Thanks for the informative reply. I don't necessarily mind not having the absolute latest in hardware. As long as the components can handle my chosen games at the highest settings, I'll be happy. Yeah, I think your right, maybe I'll go with 8-12GB of RAM.

In my research I found some articles comparing the GTX 660 to the 7950/7970 and 660TI. I found that the 660 is supposed to offer the best bang for your buck, but I'll trust the advice of an experienced PC builder over that. When are the Radeon 8000 series cards due? I'm willing to spend up to 300$ for a GPU that can handle Skyrim/Dead Space etc on max, although preferably I'd like to spend a bit less than that seeing as how I'm a broke college student. The multi GPU configuration won't come right away, rather it'll come in a year or so when prices have dropped for the GPU that I've chosen (whether that be a GTX 660 or 7950). So for the time being, what single GPU will give me the FPS I'm looking for, in the games I want to play?
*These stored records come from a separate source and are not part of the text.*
PR #1336, opened 2015-04-13
Fix IE LocaleSwitcher bug

dchambers:
@thanhc, I think this may fix the bug you've been seeing on Jenkins.


dchambers:
@thanhc, it turns out that this isn't the only IE8 bug at the moment. I've been investigating IE8-IE10 failures (in presenter ATs) that I'd assumed that I'd caused, but it turns out these were actually introduced somewhere between `0.15.4` and `develop`.

Still investigating...

andyberry88:
@dchambers I haven't had chance to have a proper look at the current failures in IE9 & IE10 but it may be related to the jQuery/Knockout/test utils issue I saw a few weeks ago where Knockout is using jQuery because it's there and globalised but our test utils don't use jQuery for events.

dchambers:
@andyberry88, yes you were right. This has now been fixed in #1337.

thanhc:
looks good, test are now passing in IE8

PR #1340, opened 2015-04-15
Review plugin apis improvements

andyberry88:
fixes for the last few bugs following the API improvements, out of scope exceptions & brjs from anywhere changes
- improving the out of scope messages
- only detecting dirs with app.conf, index.html, WEB-INF etc. as apps (##1331)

Cool, I'll look into those mobo's and PSU's, thanks for the recommendation. Regarding the SSD, I know they've fallen in price a LOT since a couple years ago, but I'd still rather spend my budget on raw performance to ensure I can play the games I want to at a decent FPS. Of course, if I can get the performance I'm looking for under a 1000$, then I'll reconsider getting an SSD right away since as you said, it's one of the best upgrades you can do to any system.

Thanks for your time.

Edit: Can someone recommend a premade water cooler that's relatively simple to install? I would like to OC my CPU to get the best performance possible. I know I'll have to do a lot of research to ensure I'm doing things properly and not screw up my system/CPU if I'm going to OC.
March 14, 2013 8:04:51 AM

The GTX 660 is definitely no competition for the 7950, the GTX 660 is somewhere in between the 7850 and the 7870 performance wise. Similarly in the majority of games the 660 Ti is somewhere between the 7870 and the 7950, depending precisely on what game you're looking at.

You must remember that the latest 13.2 Drivers for AMD cards have given a massive performance boost and pretty much eliminated the frame latency issues that were being reported before. For this reason a lot of the older reviews (often done on release of the GTX 660) aren't as valid due to driver updates. Of course the 660 GTX also has better drivers now too though. The other thing to consider is that the 7950 will almost certainly overclock better than the 660 GTX, and is stronger as a multi-GPU option, due to the higher memory bandwidth and 3gb vs 2gb of VRam. Here's a recentish review of a 7950: http://www.guru3d.com/articles_pages/his_radeon_7950_x_... Although all benchmarks are unfortunately at 2.5k resolution, you can still see that the 7950 is for the most part 30% or so faster than the GTX 660.

Radeon 8000 series won't be for quite awhile, perhaps not even until nVidia 700 series. I wouldn't wait if I were you.

I'm personally not a fan of prefilled watercoolers. I'd much rather take a cheaper and often better alternative, the Noctua NH-D14. It more often than not beats even the dual radiator prefilled loops in not only cooling performance but especially noise.